February 16, 2026

Sisay M (Amoraw)
The Horn of Africa has moved from the periphery of Middle Eastern strategy. It now functions within the Red Sea security system, where port concessions, training missions, recognition politics, and logistics corridors intersect with fragile states. What is unfolding in Ethiopia, Sudan, Eritrea, and Somalia is less episodic instability than the gradual absorption of the Horn into Gulf and Eastern Mediterranean power competition.1
The lead actors in the middle of this geopolitical theatre are Saudi Araba and the UAE. The rivalry between this two, once most obvious in Yemen, has become a quieter but more significant struggle for influence along the western Red Sea.1 Instead of open confrontation, they battle through port management contracts, security cooperation agreements, sovereign wealth deployment, and carefully calibrated political patronage. When Somalia canceled its agreements with the UAE in early 2026, it was presented as defending sovereignty, but it was really a strategic move within this competitive geopolitical matrix.8 At the same time, Saudi Arabia increased its military cooperation with Somalia, showing how quickly alliances can form when port access and maritime security are at stake.1
Meanwhile, the other growing power, Turkey has strengthened its presence in Somalia, now moving from security training to exploring offshore energy.13 Since 2011, Turkey has taken steady steps: starting with humanitarian aid, then building state partnerships, developing defense infrastructure, and now focusing on energy. Sending a Turkish deep-sea drilling ship to Somali waters is more than a business move; it gives Turkey a real stake in the region’s maritime affairs at a time when the Red Sea is strategically important.13 This approach puts Turkey in a different alignment compared to the UAE, even though alliances are still shifting.16
Against this backdrop, Israel’s formal recognition of Somaliland in late 2025 added a new and important factor to an already tense situation.¹⁴ Somaliland’s status has long been uncertain, but recognition from a country with strong Red Sea security interests turns a local constitutional issue into a major geopolitical event.¹⁴ In the Horn, recognition politics is not just symbolic; it is used as leverage in port and base negotiations and affects African Union rules about borders. With the politics of recognition becoming a bargaining tool, the chances for escalation will continue to grow.
The United States sees this scenario in a different lens, yet they have similar concerns. Washington’s major goal is not to get everyone on the same page ideologically, but to keep the corridor stable and the Red Sea safe from threats and maritime route disruptions. U.S. publications on Ethiopia’s human rights failures and continuous violence highlights legal and reputational concerns,5 but in reality, the U.S. often focuses on stopping fragmentation that could disrupt shipping or let rivals in. The U.S. response to Ethiopia’s internal problems is affected by the conflict between American values and the need for corridor security, even though the corridor security always takes precedent in Trump’s America first foreign policy.
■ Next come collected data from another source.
PR #107, opened 2022-03-11
remove ptrops generic distance()

tersec:
Is there a reliable way to find out whether anyone in Status uses this? `nimbus-eth2` doesn't appear to. Haven't tried `nimbus-eth1` yet.

The whole thing is marked as deprecated, so might be safe to remove.

It gets rid of one of the `{.checks: off.}` (albeit, not the one directly responsible for https://github.com/status-im/nimbus-eth2/issues/3456, but lying in wait all the same) altogether. Better and less risky than fixing code no one might be using in a deprecated module.

### DIFF
--- a/stew/ptrops.nim
+++ b/stew/ptrops.nim
@@ -1,5 +1,5 @@
 # stew
-# Copyright 2018-2019 Status Research & Development GmbH
+# Copyright 2018-2022 Status Research & Development GmbH
 # Licensed under either of
 #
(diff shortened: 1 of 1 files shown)


arnetheduck:
> The whole thing is marked as deprecated, 

wait what? where?

tersec:
> > The whole thing is marked as deprecated,
> 
> wait what? where?

Ah, they haven't been. While the uses of this aren't obvious at compile-time, something goes terribly wrong running the test suite, and since the point of this was to be less messy/avoid investment into something which maybe shouldn't exist, it doesn't make sense to pursue this further.

PR #109, opened 2022-04-14
avoid zeroMem when resizing trivial seq:s

arnetheduck:
might as well grab a new sequence instead

### DIFF
--- a/stew/assign2.nim
+++ b/stew/assign2.nim
@@ -32,7 +32,14 @@ func assign*[T](tgt: var openArray[T], src: openArray[T]) =
 func assign*[T](tgt: var seq[T], src: openArray[T]) =
   mixin assign
 
-  tgt.setLen(src.len)
+  when T is SomeNumber:
+    # `setLen` does costly zero:ing both when growing _and_ shrinking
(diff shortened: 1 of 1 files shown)


stew/assign2.nim
```diff
@@ -29,7 +29,14 @@ func assign*[T](tgt: var openArray[T], src: openArray[T]) =
 func assign*[T](tgt: var seq[T], src: openArray[T]) =
   mixin assign
 
-  tgt.setLen(src.len)
+  when T is SomeNumber:
+    # `setLen` does costly zero:ing both when growing _and_ shrinking
+    if tgt.len > src.len or tgt.len < src.len div 4:
+      tgt = newSeqUninitialized[T](src.len)
```
zah, line 35: Memory allocation and garbage collection is faster than skipping some `memset(0)` calls? Doesn't sounds universally true.

arnetheduck: it's true for large allocations above all because allocation doesn't depend that much on the size of the allocation -  it seemed to give an improvement in vtune - see also https://github.com/nim-lang/Nim/issues/19728 and https://github.com/nim-lang/Nim/issues/19727

PR #113, opened 2022-05-23
Revert "Add tests for recordFields being used with empty objects"

arnetheduck:
This reverts commit b87fd80b0f1a4c3c3961e61fbea177ded22b34e0.

The tests are broken for nim-1.2 - this reverts them pending a PR with an actual fix (to prevent build breakage)


arnetheduck:
cc @zah

zah:
There is no need to revert everything. Only the `ptr object` test is problematic. I'll push a fix.

zah:
Fixed in https://github.com/status-im/nim-stew/pull/114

Ethiopia is at the center of the Horn of Africa’s present strategic frictions. It is the second most populated country on the continent and is landlocked, yet it has always looked to the Red Sea, both in history and in its national attitude. Recent political talk in Addis Ababa about getting to the sea needs to be understood in light of what’s going on inside the country. Ethiopia is having this argument at a time when it is facing major problems at home, such as economic problems, violent conflicts in numerous areas, and a growing loss of political legitimacy for the Abiy government. In this situation, talking about outside threats can do two things: it signals deterrence abroad and bring them together at home. When Ethiopian officials say that Eritrea is being aggressive and supporting armed groups,9 and Eritrea strongly dispute these charges,10 it explains that this isn’t only diplomatic conflict but also that international tensions affect internal politics. Also, the memory of the war from 1998 to 2000 still affects how officials on both sides think about security. The 2018 peace deal made diplomatic relations better, but it didn’t get rid of the deep distrust that still exists in military, political, and intelligence circles.9
Eritrea is frequently thought of as a small player, but it still has a big role to play in the Red Sea region. The key premise behind Eritrea’s foreign policy towards Ethiopia are driven by two main concepts: Ethiopia’s size and economy are a hidden strategic threat, and that Eritrea’s coastline is its biggest strength. Eritrea’s focus on preventive action and preserving its sovereignty began during the war from 1998 to 2000 and has continued throughout the peace treaty in 2018. The TPLF led the Ethiopian government in that fight, which is why Eritrean sees TPLF as a lasting concern. Eritrea is still worried that the TPLF will retake power in northern Ethiopia, even if the struggle between Addis Ababa and Mekelle changed the balance of power since TPLF was ousted from power. However, the fundamental concern for Eritrea isn’t political partnerships; it is whether changes in northern Ethiopia could bring back the same strategic situation that existed before 2018.17
The exchange of accusations between Addis Ababa and Asmara in February 2026 showed that deep mistrust still exists.⁹,¹⁰ Eritrea usually makes decisions based on practical concerns and regime security, not ideology. When Ethiopia faces internal problems, Eritrea reassesses its approach: instability might weaken Ethiopia’s influence, but it can also make the border more unpredictable. As a result, Eritrea sometimes cooperates and sometimes blocks Ethiopia, depending on whether Ethiopia seems to be coming together or falling apart.¹⁷
If relations between Ethiopia and Eritrea get worse, it will affect Ethiopia’s internal security. Fighting in the north would overlap with other conflicts, like the war in Amhara. The International Crisis Group has called the Amhara conflict ominous, highlighting deep problems in the country rather than an immediate collapse.³ Reports from Human Rights Watch and the U.S. Department of State about abuses make it harder to see these conflicts as only domestic issues.⁴,⁵ For outside observers focused on Red Sea stability and the situation in Sudan, these reports show that Ethiopia’s internal conflicts are closely linked to wider regional security concerns.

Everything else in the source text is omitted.